Issue #4406, opened 2020-12-04
Support FFT with more than 2^31 elements


leofang:
This is a parallel issue of #3513 but for FFT functions. cuFFT provides API to do this, so I think it's possible.

Work plan:
- [ ] Wrap low-level cuFFT APIs: We only need `cufftXtMakePlanMany` and `cufftXtExec`; this will also be used as part of #3370, the main driver for me to look into this
- [ ] Native support in high-level APIs like `cupy.fft.fftn`: We should determine which API to use depending on the transform size. For 32 bit indices the current `PlanNd` should cover well, and we only need to switch to the new `cufftXt` APIs when needed.
- [ ] Support callback, multi-GPU transforms, etc: low priority

leofang:
Motivation:
```python
>>> import numpy as np
>>> a_np = np.random.random((2**31,)).astype(np.float32)
>>> a_np += np.random.random((2**31,)).astype(np.float32)
>>> a_np.dtype
dtype('float32')
>>> 
>>> import cupy as cp
>>> a = cp.asarray(a_np)
>>> b = cp.fft.fft(a)
Traceback (most recent call last):
  File "<stdin>", line 1, in <module>
  File "/home/leofang/dev/cupy_cuda111/cupy/fft/_fft.py", line 669, in fft
    return _fft(a, (n,), (axis,), norm, cupy.cuda.cufft.CUFFT_FORWARD)
  File "/home/leofang/dev/cupy_cuda111/cupy/fft/_fft.py", line 238, in _fft
    a = _fft_c2c(a, direction, norm, axes, overwrite_x, plan=plan)
  File "/home/leofang/dev/cupy_cuda111/cupy/fft/_fft.py", line 206, in _fft_c2c
    a = _exec_fft(a, direction, 'C2C', norm, axis, overwrite_x, plan=plan)
  File "/home/leofang/dev/cupy_cuda111/cupy/fft/_fft.py", line 154, in _exec_fft
    plan = cufft.Plan1d(out_size, fft_type, batch, devices=devices)
  File "cupy/cuda/cufft.pyx", line 269, in cupy.cuda.cufft.Plan1d.__init__
    def __init__(self, int nx, int fft_type, int batch, *,
OverflowError: value too large to convert to int
```

PR #4407, opened 2020-12-04
Add `cufftXtMakePlanMany` and `cufftXtExec`

leofang:
Part of #4406 and #3370. ~~Work in progress. Will update the PR description later.~~

**UPDATE**: This PR wraps `cufftXtMakePlanMany` and `cufftXtExec` in a new kind of cuFFT plan `XtPlanNd`, so that it can be constructed manually. The purpose of supporting `cufftXtMakePlanMany` is twofold:
1. Support 64-bit indexing (#4406)
2. Support exotic types such as complex32 (#3370) and possibly bf16.

See the discussion in this PR (and also in #4406) for why we don't integrate it with the existing `PlanNd`. In the next PR I'll try to integrate `XtPlanNd` with the high-level APIs to address #4406.

This PR does not work on HIP.

**===End of UPDATE===**

A very preliminary test shows it's possible to do *half-precision* complex FFT (with time reduced by a half)! 
```python
import cupy as cp
import numpy as np
from cupyx.time import repeat


shape = (1024, 256, 256)
dtypes = (cp.complex64, cp.complex128, 'E')  # 'E' = cp.complex32

for t in dtypes:
    if t == 'E':
        dtype = cp.float16
        old_shape = shape
        shape = (shape[0], shape[1], 2*shape[2])  # complex32 has two fp16
    else:
        dtype = t
    idtype = odtype = edtype = np.dtype(t) if t != 'E' else t
    a = cp.random.random(shape).astype(dtype)
    out = cp.empty_like(a)
    if t == 'E':
        shape = old_shape
    plan = cp.cuda.cufft.XtPlanNd(shape[1:],
                                  shape[1:], 1, shape[1]*shape[2], idtype,
                                  shape[1:], 1, shape[1]*shape[2], odtype,
                                  shape[0], edtype,
                                  order='C', last_axis=-1, last_size=None)
    print(repeat(plan.fft, (a, out, cp.cuda.cufft.CUFFT_FORWARD), n_repeat=100))
    plan.fft(a, out, cp.cuda.cufft.CUFFT_FORWARD)
    if t != 'E':
        out_np = np.fft.fftn(cp.asnumpy(a), axes=(-2,-1))
        #print(t, 'ok' if cp.allclose(out, out_np, rtol=1E-3) else 'not ok')
    else:
        a_np = cp.asnumpy(a).astype(np.float32)  # upcast
        a_np = a_np.view(np.complex64)
        out_np = np.fft.fftn(a_np, axes=(-2,-1))
        out_np = np.ascontiguousarray(out_np).astype(np.complex64)  # downcast
        out_np = out_np.view(np.float32)
        out_np = out_np.astype(np.float16)
        ##print(t, 'ok' if cp.allclose(out, out_np, atol=1E-2) else 'not ok')
        # don't worry about accruacy for now, as we probably lost a lot during casting
        print(t, 'ok' if cp.mean(cp.abs(out - cp.asarray(out_np))) < 0.1 else 'not ok')
```
Output (CUDA 10.2 + GTX 2080 Ti):
```
fft                 :    CPU:    5.013 us   +/- 0.214 (min:    4.811 / max:    6.541) us     GPU-0: 4290.127 us   +/-18.198 (min: 4240.768 / max: 4329.792) us
fft                 :    CPU:    5.066 us   +/- 0.243 (min:    4.805 / max:    6.668) us     GPU-0:17339.548 us   +/-27.822 (min:17324.127 / max:17452.127) us
fft                 :    CPU:    4.930 us   +/- 0.197 (min:    4.679 / max:    6.180) us     GPU-0: 2192.620 us   +/- 9.862 (min: 2165.984 / max: 2204.448) us
E ok
```

cc: @carterbox @grlee77


carterbox:
```
GTX 1050 Ti
Compute Capability: 61

<class 'numpy.complex128'>
CPU:        27.964 us   +/-15.416 (min:   12.679 / max:   66.799) us 
GPU-0: 098,351.780 us   +/-18.624 (min:98321.053 / max:98400.253) us

<class 'numpy.complex64'>
CPU:        14.488 us   +/- 7.084 (min:   11.268 / max:   54.220) us
GPU-0: 022,074.731 us   +/-45.726 (min:22031.136 / max:22353.920) us

<class 'numpy.complex32'>
CPU:        29.874 us   +/-12.739 (min:   14.001 / max:   80.358) us
GPU-0: 182,748.333 us   +/-13.548 (min:182727.615 / max:182788.101) us
```

leofang:
Thanks for quick tests, @carterbox! Which CUDA version are you on? I tested it on CUDA 10.2 + GTX 2080 Ti.

carterbox:
```
Quadro P4000
Compute Capability: 61
CUDA Version: 11.0

<class 'numpy.complex128'>
CPU:       11.993 us   +/-  9.071 (min:    8.901 / max:   77.487) us
GPU-0: 44,388.763 us   +/-342.440 (min:44291.073 / max:46947.712) us

<class 'numpy.complex64'>
CPU:       10.256 us   +/-  2.494 (min:    8.689 / max:   28.082) us
GPU-0: 10,651.921 us   +/- 20.315 (min:10634.816 / max:10778.272) us

<class 'numpy.complex32'>
CPU:       11.335 us   +/-  6.400 (min:    9.096 / max:   66.276) us
GPU-0: 82,250.319 us   +/- 70.232 (min:82195.068 / max:82420.227) us
```

carterbox:
It seems that 16-bit floating point was added in Pascal (6.x), but from my tests they don't perform well until Turing (7.5).

The speed-up for our FFT test is only 2x compared with 32-bit floats whereas the speed-up to 32-bit from 64-bit floats is 4x.

carterbox:
I've only read the introduction of [this paper by Ho and Wong (2017)](https://www.comp.nus.edu.sg/~wongwf/papers/hpec17.pdf). It seems that 2x is the maximum expected speed-up and it requires that pairs of 16-bit floats are processed with the same instruction because 16-bit floats are processed with the existing 32-bit compute units. This is very amenable to complex types whose operations are inherently paired.

However, it does not explain why I observed slow-downs on Pascal. Maybe there is a missing compile flag?

leofang:
CUDA 10.2 + V100 (CC 7.0):
```
fft (complex128)   :    CPU:    6.660 us   +/- 0.238 (min:    6.340 / max:    8.180) us     GPU-0: 7260.723 us   +/-41.022 (min: 7254.016 / max: 7668.736) us
fft (complex64)    :    CPU:    6.555 us   +/- 0.236 (min:    6.160 / max:    7.890) us     GPU-0: 3639.777 us   +/- 2.703 (min: 3634.176 / max: 3647.488) us
fft (complex32)    :    CPU:    6.445 us   +/- 0.223 (min:    6.190 / max:    8.060) us     GPU-0: 2087.393 us   +/- 3.978 (min: 2077.696 / max: 2098.176) us
```

leofang:
No, I don't think there's any compile flag missing. Everything used here is just host API, and we simply link the Python module to cuFFT. I guess it's more like Pascal is not well optimized (despite it has the capability for a potential 2x speedup), but I need to check further. Note that on V100 the speedup is less than 2x, but it's probably because the workload is too small compared to the hardware capacity (ex, I got 2x, not 4x, for complex128 -> complex64).

leofang:
@takagi Question: performance issue aside (which I already bugged an NVIDIA friend to look into), is the current design acceptable? As mentioned in #4406, I prefer to switch to use `cufftXtMakePlanMany` only as needed (ex: dealing with oversize arrays or exotic dtypes), as it's unclear to me if it'd incur additional overhead compared to using plans from `cufftMakePlanMany`. Therefore, it's isolated in a new `XtPlanNd` cdef class, with slightly different constructor arguments.

If the design is OK, I'll add a few tests for `XtPlanNd`. We currently don't test `Plan1d` or `PlanNd` directly, but it's because they are fully covered by the high-level tests. Given that it'd take a while to fully resolve #4406, I'd like to have a few simple tests around. 

Thanks!

leofang:
@carterbox: @maxpkatz figured it out the reason for the poor performance you observed: Unlike CC 6.0 (ex: P100), CC 6.1/6.2 do not have accelerated fp16 hardware support. According to the specs I found online for 1080 Ti and Quadro P4000 (oddly I can't find any detailed spec on NVIDIA's website...😞), they have 1:64 ratio to fp32, so your tests actually indicated that the problem size saturated your GPUs for fp16, as the slowdowns were far less than 64.

1080 Ti: https://www.techpowerup.com/gpu-specs/geforce-gtx-1080-ti.c2877
P4000: https://www.techpowerup.com/gpu-specs/quadro-p4000.c2930

carterbox:
Thanks for linking that database; I wouldn't have thought to look there. I'm also confused about why NVidia would release hardware that doesn't do fp16 at least as fast fp32 i.e. (1:1)

leofang:
> This is also a good resource because fp16 support isn't getting better with all newer cards. i.e. the 3090 is only 1:1 whereas the 2080 is 2:1.

This is an interesting question and I don't know 😄 But if the throughput is not improved, at least we'd save some memory...

takagi:
Sorry, I dropped your comment, @leofang. Yes, using `cufftMakePlanMany` only when it is needed also looks reasonable to me.

leofang:
> Yes, using `cufftMakePlanMany` only when it is needed also looks reasonable to me.

Thanks, @takagi! I suppose you meant `cufftXtMakePlanMany` 😁 OK, I'll then proceed to add a few simple tests.

leofang:
@takagi Tests added, PTAL.

leofang:
Jenkins, test this please

leofang:
Jenkins, test this please

takagi:
LGTM!

PR #4416, opened 2020-12-06
Disentangle HIP from CUDA in the build script

### LINKED ISSUE #4415: Bug: HIP builds implicitly assume CUDA is present
In https://github.com/cupy/cupy/issues/4218#issuecomment-737071882 @ipe-zhangyz reported that `import cupy` still fails on both v8.2 and master despite the CUB issue was already fixed in #4327 (a backport of the support added in #4027).

It turns out that it has to do with the build script. We borrow most of the build infrastructure from CUDA, but one of the assumptions is that CUDA Toolkit is present, which both my develop env and the pfnCI do have (but @ipe-zhangyz's does not), so we failed to detect it until someone who has a "clean" environment came and tested it.

leofang:
Close #4415. Thanks to @ipe-zhangyz for reporting and helping debug the issue 🙏

**UPDATE**: This PR addresses the following things:
- Ensure pfnCI has a pure ROCm environment (by removing all CUDA related stuff)
- Print HIPCC path at build time, if found
- Ensure wherever NVCC is asked, HIPCC can also be used if `use_hip` is set
- Add a version check for HIP, though currently we only detect its version at build time but do not burn it into any module (we should revisit this in a later PR)
- Don't check compute capability on HIP
- Ensure Windows does not have ROCm support
- Remove the internal helper `_format_cuda_version()` as it's just a alias of `str()`

### DIFF
--- a/cupy_setup_build.py
+++ b/cupy_setup_build.py
@@ -496,7 +496,8 @@ def preconfigure_modules(compiler, settings):
                 break
 
     # Get a list of the CC of the devices connected to this node
-    build.check_compute_capabilities(compiler, settings)
+    if not use_hip:
+        build.check_compute_capabilities(compiler, settings)
 
     if len(ret) != len(MODULES):
         if 'cuda' in ret:
@@ -1010,9 +1011,6 @@ class _MSVCCompiler(msvccompiler.MSVCCompiler):
                     include_dirs=None, debug=0, extra_preargs=None,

-------

## Activity
On how many lines of the data does the word "looks" appear? Reply with the number alone.

## Problem solution
2